Problem z kolejną obietnicą Tuska. Hołownia: Nie jest przedmiotem umowy koalicyjnej

Problem z kolejną obietnicą Tuska. Hołownia: Nie jest przedmiotem umowy koalicyjnej

Dodano: 
Premier Donald Tusk (P) i marszałek Szymon Hołownia (L) na sali obrad Sejmu w Warszawie
Premier Donald Tusk (P) i marszałek Szymon Hołownia (L) na sali obrad Sejmu w Warszawie Źródło:PAP / Paweł Supernak
Mamy wątpliwości w sprawie babciowego. Dobrze, że premier Donald Tusk podejmuje ten temat, ale chodzi o to, żeby projekt nie był niesprawiedliwy – powiedział Szymon Hołownia, marszałek Sejmu.

Mowa o programie "Aktywny rodzic", który zakłada wsparcie finansowe dla rodziców dzieci w wieku od 12. do 35. miesiąca życia.

Projekt ustawy, którym we wtorek zajmie się rząd, przewiduje wprowadzenie trzech rodzajów świadczeń: "aktywni rodzice w pracy" – na 1500 zł, "aktywnie w żłobku" – na 1500 zł oraz "aktywnie w domu" – na 500 zł miesięcznie.

W ocenie skutków regulacji (OSR) podano, że koszt programu "Aktywny rodzic" wyniesie 64,97 mld zł w ciągu 10 lat.

Babciowe znalazło się m.in. wśród 100 konkretów na 100 dni autorstwa Koalicji Obywatelskiej.

Hołownia: Mamy wątpliwości w sprawie babciowego

O zapowiedziane przez Donalda Tuska świadczenie pytany był we wtorek w TVN24 marszałek Sejmu, lider Polski 2050 Szymon Hołownia. – Mamy wątpliwości dotyczące tej ustawy.
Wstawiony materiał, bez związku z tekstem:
PR #258, opened 2023-06-07
Redirect to /course-view after creating a course

no-comma:
After creating a course, the user would be redirected to the front page at `/`, but now that courses are instead created from `/course-view`, the user should be redirected back to `/course-view` after creating a course.

### DIFF
--- a/client/src/components/CreateCourseView.tsx
+++ b/client/src/components/CreateCourseView.tsx
@@ -15,7 +15,7 @@ const CreateCourseView = () => {
     try {
       const course = await coursesService.addCourse(courseObject);
       console.log(course);
-      navigate('/', { replace: true });
+      navigate('/course-view', { replace: true });
     } catch (exception) {
       console.log(exception.message);
     }


client/src/components/CreateCourseView.tsx
```diff
@@ -15,7 +15,7 @@ const CreateCourseView = () => {
     try {
       const course = await coursesService.addCourse(courseObject);
       console.log(course);
-      navigate('/', { replace: true });
+      navigate('/course-view', { replace: true });
```
jj-stigell, line 18: Would it make more sense if we redirect to the newly created course page?

jj-stigell (changes requested):

client/src/components/CreateCourseView.tsx
no-comma: Yes, that would probably be better, but it will require some other changes as well because currently the newly created course's page will be empty since it has no instances. I could make a change that allows the user to see the option to create a new instance even with no instances currently.

jj-stigell: I think its better to have redirection to the course page even if its empty. If not this could become frustrating once there are hundreds of courses and admin has to navigate and find the newly created course from main course view, if they want for example add more teachers to the course, etc.

Issue #246, opened 2023-06-02
Front-end should fetch results data from backend


PasiSa:
Front-end still uses some mock data locally, and does not fetch the data using APIs. Some of the API endpoints may need to be modified.

- [x] #205 
- [x] Remove all non-test mock data from frontend
- [x] #282

PR #264, opened 2023-06-09
Store final grades to db

jj-stigell:
After grade calculation, save the grades to database instead of just sending the results back to the user.

related to #246


server/src/controllers/grades.ts
```diff
@@ -611,19 +590,19 @@ export async function calculateGrades(
    * same information as unorganizedPresetGrades.
    * Student number -> Formula node -> Preset grade.
```
no-comma, line 591:
```suggestion
   * User ID -> Formula node -> Preset grade.
```

no-comma (approved):
Just one comment update which you can quickly commit and merge, otherwise looks good.

In the future, we may want to save all the intermediate grades as well, e.g., the grade of an exam and exercises, rather than just the final grade.

Issue #222, opened 2023-05-23
Instance creation progress tracking


jj-stigell:
Instance creation progress could be visualised with for example [stepper](https://mui.com/material-ui/react-stepper/)

no-comma:
Course instance creation no longer has multiple steps.

PR #266, opened 2023-06-09
Allow cancelling course instance creation

no-comma:
Implements part of #222 

Adds an option to cancel course instance creation in the basic instance information editing page and Sisu instance fetch page.


jj-stigell (approved):
Looks good. At some point I had in mind it would be nice/informative to have something like [MUI stepper](https://mui.com/material-ui/react-stepper/) that would show the progress and allow backtrack between tabs during instance creation.

no-comma:
> Looks good. At some point I had in mind it would be nice/informative to have something like [MUI stepper](https://mui.com/material-ui/react-stepper/) that would show the progress and allow backtrack between tabs during instance creation.

That could still be done, but in another PR for now.

PR #267, opened 2023-06-11
Get single attainment

jyrge:
API functionality for getting an attainment, optionally with the tree, as described in #138.

Additionally, replace all occurrences of "attainable" with "attainment".


no-comma (approved):
LGTM

PR #276, opened 2023-06-13
CSV new tags

### LINKED ISSUE #270: Update CSV format for new attainment tags
The CSV imports still use the old generated tag format, but now tags are manually definable so the CSV format should be updated to match that.

no-comma:
Closes #270


jj-stigell (approved):
Nice work. This custom tagging looks much better than the previous attainment id based tags.

PR #278, opened 2023-06-13
Get final grades from server

jj-stigell:
After calculating the final grades, get grading data from server. Deletes grading mock data from frontend.


client/src/components/CourseResultsView.tsx
```diff
@@ -40,43 +47,45 @@ const CourseResultsView = () => {
...
-    if (students.length === 0) {
+    try {
       setSnackPack((prev) => [...prev,
-        { msg: 'Import student grades before calculating the final grade.', severity: 'error' }
+        { msg: 'Calculating final grades...', severity: 'info' }
       ]);
-    } else {
-      try {
-        // TODO: connect to backend
+      await sleep(2000);
```
no-comma, line 58: What is the purpose of these `sleep` calls?

no-comma (approved):
Looks good, just one question.

client/src/components/CourseResultsView.tsx
jj-stigell: I think the original idea was that the previous snackbar would not be replaced so quickly with other (user has time to read before text changes). In the future this should be updated so that the snackbar can be stacked instead of replaced so there would be no need for this kind of sleep timer.

PR #314, opened 2023-06-27
Update front page

### LINKED ISSUE #311: Remove distinction between "previous" and "current" courses in front page
With #288 the current front page layout may need to be updated.

- [ ] Update front page
- [ ] Update courses of user API endpoint and tests

no-comma:
Closes #311


client/src/components/FrontPage.tsx
```diff
@@ -31,15 +41,42 @@ function FrontPage(): JSX.Element {
...
+            Create New Course
+          </Button>
+        }
       </Box>
-      <BasicGrid data={currentCourses} />
-      <Typography variant="h2" align="left" sx={{ flexGrow: 1, mt: 4 }}>
-        Inactive Courses
-      </Typography>
-      <CourseTable data={previousCourses} />
+      <CourseTable data={courses} />
```
jj-stigell, line 79: Should the "Courses" under "Your courses" render conditionally only for admins?

Now non admin can see empty "Courses" view.

jj-stigell (commented):
one comment

client/src/components/FrontPage.tsx
no-comma: I decided to remove `AllCoursesView` and integrate the list to `FrontPage` in this PR because there is very little to differentiate the two views now. But I think it's probably useful in some cases for regular users to see a list of all courses as well (and there's no reason to hide that anyway), so I chose not to conditionally render it.

The list being empty was unintentional, I didn't realize the use of `GET /v1/courses` was locked behind the admin role before.

jj-stigell (approved):
👍

PR #318, opened 2023-06-28
Show tags in the course view attainment list

jj-stigell:


no-comma (commented):
Looks fine otherwise, but I would remove the "tag: " prefix. The tag is basically another name for an attainment and I certainly wouldn't use a "name: " prefix either.

no-comma (approved):

PR #324, opened 2023-06-30
Update/remove mockdata from course creation view

jj-stigell:
* Remove mock data from course creation view
* Use formik for handling form validation with yup
* Enable snackpack/alerts to map multiple errors into view
* Add all missing fields for course creation
* Responsible teachers are inputted by their email addresses, change updated to backend course creation API

related to #246


server/src/routes/course.ts
```diff
@@ -51,6 +51,14 @@ export const router: Router = Router();
  *     type: integer
  *     description: Maximum amount credits student can receive from passing the course.
  *     example: 5
+ *   teachersInCharge:
```
no-comma, line 54:
```suggestion
 *   TeachersInCharge:
```

server/src/routes/course.ts
```diff
@@ -178,6 +186,8 @@ router.get(
  *                 $ref: '#/definitions/LocalizedString'
  *               name:
  *                 $ref: '#/definitions/LocalizedString'
+ *               teachersInCharge:
+ *                 $ref: '#/definitions/teachersInCharge'
```
no-comma, line 190:
```suggestion
 *                 $ref: '#/definitions/TeachersInCharge'
```

client/src/types/index.tsx
```diff
@@ -15,8 +16,14 @@ export type FullResponse<T> = AxiosResponse<ApiResponse<T>, unknown>;
...
   severity?: 'error' | 'warning' | 'info' | 'success'
 }
 
 export type State<T> = [T, (value: T) => void];
+
+export interface NewCourseData extends Omit<
+CourseData, 'teachersInCharge' | 'id' | 'evaluationInformation'
+> {
+  teachersInCharge: Array<string>;
+}
```
no-comma, line 29: I think it would be cleaner if we avoid adding new types for POST request data unless it is somehow significantly different from the corresponding GET request data. In this case, I would add an optional `email` field to `UserData` and make `evaluationInformation` optional (or completely remove it since it has remained unused ever since it was added) in `CourseData`, and then we could just use that.

no-comma (commented):
Looks good, mainly just a comment on types.

client/src/types/index.tsx
jj-stigell: Good point, remove the new type and updated old one. Kept `evaluationInformation` as is (set as optional).

no-comma (approved):

PR #892, opened 2024-09-24
Improve workflows

bntti:
#### Description of changes
- [x] Improve github workflows to use [reusable workflows](https://docs.github.com/en/actions/sharing-automations/reusing-workflows)
- [x] Update packages

**Note**
Remember to update the repository settings to point to the new workflows to allow merging pull requests


bntti:
The commit dates are wrong because I had to do a bit of rebasing, but it shouldn't matter since this will be squashed into dev :p

Issue #879, opened 2024-09-20
When downloading Sisu CSV change close button text


bntti:
The button says by default `Cancel` but if downloading CSV such that the dialog doesn't close, the button should say `Close`

PR #900, opened 2024-10-28
Change button text from 'Cancel' to 'Close' conditionally based on selected students

trongduc2206:
If selected student list include exported ones, which means that the dialog won't close after users download CSV file, the text of button is changes from "Cancel" to "Close"

### DIFF
--- a/client/src/components/course/course-results-view/SisuDownloadDialog.tsx
+++ b/client/src/components/course/course-results-view/SisuDownloadDialog.tsx
@@ -249,7 +249,7 @@ const SisuDownloadDialog = ({
       </DialogContent>
       <DialogActions>
         <Button variant="outlined" onClick={onClose}>
-          {t('general.cancel')}
+          {exportedValuesInList ? t('general.close') : t('general.cancel')}
         </Button>
         <Button variant="contained" onClick={handleDownloadSisuGradeCsv}>
           {t('general.download')}


gubo97000 (commented):
When the modal first opens it should always say "Cancel".

Only after the first download it should change to "Close".

Although I understand that it may only add complexity to the code, without altering too much the semantics, so is up to you to decide if the change is good enough.

trongduc2206:
> When the modal first opens it should always say "Cancel".
> 
> Only after the first download it should change to "Close".
> 
> Although I understand that it may only add complexity to the code, without altering too much the semantics, so is up to you to decide if the change is good enough.

I think we are understanding the PR differently. From the description of issue #879, when there are any students that were exported before in the list of selected students to export CSV, there is red text to announce that the dialog won't close. 
image
So I understand that this is the case when the button text should be 'Close' because the dialog will not close. How do you think?

gubo97000:
As I said, I don't want to bike shed on this issue.

But I still think that only after the first press of download in the modal instance the button should change to "close", otherwise there is no meaning in keeping "cancel" in the case with no exported grades.

Example:
button text "cancel" -> *press download* -> now button text is "close"

Otherwise what would be the difference in semantics between closes and cancel on the first opening of the modal?
"Close" should represent a state change in the modal, from a "no action in the current modal has been made" to "an action in the current modal has been made".

Currently when grades have been exported and the modal is opened again (aka when the red text appears) the modal has already the button "close", but it should only have that text after one press of the download button is made, before it should still have the "cancel" text.

But as I said is ok also this way, I prefer to concentrate on more important issues ahah

gubo97000 (approved):

trongduc2206:
> As I said, I don't want to bike shed on this issue.
> 
> But I still think that only after the first press of download in the modal instance the button should change to "close", otherwise there is no meaning in keeping "cancel" in the case with no exported grades.
> 
> Example: button text "cancel" -> _press download_ -> now button text is "close"
> 
> Otherwise what would be the difference in semantics between closes and cancel on the first opening of the modal? "Close" should represent a state change in the modal, from a "no action in the current modal has been made" to "an action in the current modal has been made".
> 
> Currently when grades have been exported and the modal is opened again (aka when the red text appears) the modal has already the button "close", but it should only have that text after one press of the download button is made, before it should still have the "cancel" text.
> 
> But as I said is ok also this way, I prefer to concentrate on more important issues ahah

Alright, I understood your point about the semantics, and yeah as you said, I also think it is better to focus on other important issues

trongduc2206:
Issue #879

Ona dopiero wczoraj pojawiła się tak naprawdę na rządzie. O ile dobrze mi mówiono, to jest 81 artykułów – powiedział.

– My chcemy mieć możliwość popracowania nad tym. Zaznaczam, że to nie jest przedmiot naszej umowy koalicyjnej – dodał.

Zapowiedział, że na wtorkowym posiedzeniu Rady Ministrów członkowie rządu z Polski 2050 będą postulowali możliwość ustosunkowania się do projektu, bo chcą go przeanalizować. – Dałem im taką dyspozycję – oświadczył.
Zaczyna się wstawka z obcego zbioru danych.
PR #940, opened 2025-01-10
enable creating and editing expiryDate for course assistant

trongduc2206:
Expiry date for course assistant can be created or edited

### DIFF
--- a/server/test/controllers/course.test.ts
+++ b/server/test/controllers/course.test.ts
@@ -320,36 +320,25 @@ describe('Test PUT /v1/courses/:courseId - edit course', () => {
     assistants: [],
   };
 
-  const findTeachers = (
+  const findUsers = (
     emails: string[] | undefined
-  ): TeacherData[] | undefined => {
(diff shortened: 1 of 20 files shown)


server/test/controllers/course.test.ts
```diff
@@ -357,8 +375,10 @@ describe('Test PUT /v1/courses/:courseId - edit course', () => {
       ...edit1,
       id: courseId,
       teachersInCharge:
-        findUsers(edit1.teachersInCharge) ?? initState.teachersInCharge,
-      assistants: findUsers(edit1.assistants) ?? initState.assistants,
+        findTeachers(edit1.teachersInCharge) ?? initState.teachersInCharge,
+      assistants:
+        findAssistants(edit1.assistants?.map(assistant => assistant.email)) ??
```
gubo97000, line 380: I have the feeling that only one function can be used, i will check later

trongduc2206: Yes, I read through your commit. It looks great, thank you!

– My jako Polska 2050 uważamy, ale też i w Trzeciej Drodze nie brakuje takich głosów, że ten projekt nie może być niesprawiedliwy – tłumaczył Hołownia, podkreślając, jego formacja nie mówi "nie".

Babciowe – obietnica Tuska

Premier Donald Tusk przekonywał w czasie kampanii przed wyborami samorządowymi na początku kwietnia, że "jeszcze w tym roku pierwsze tak zwane babciowe zostanie wypłacone".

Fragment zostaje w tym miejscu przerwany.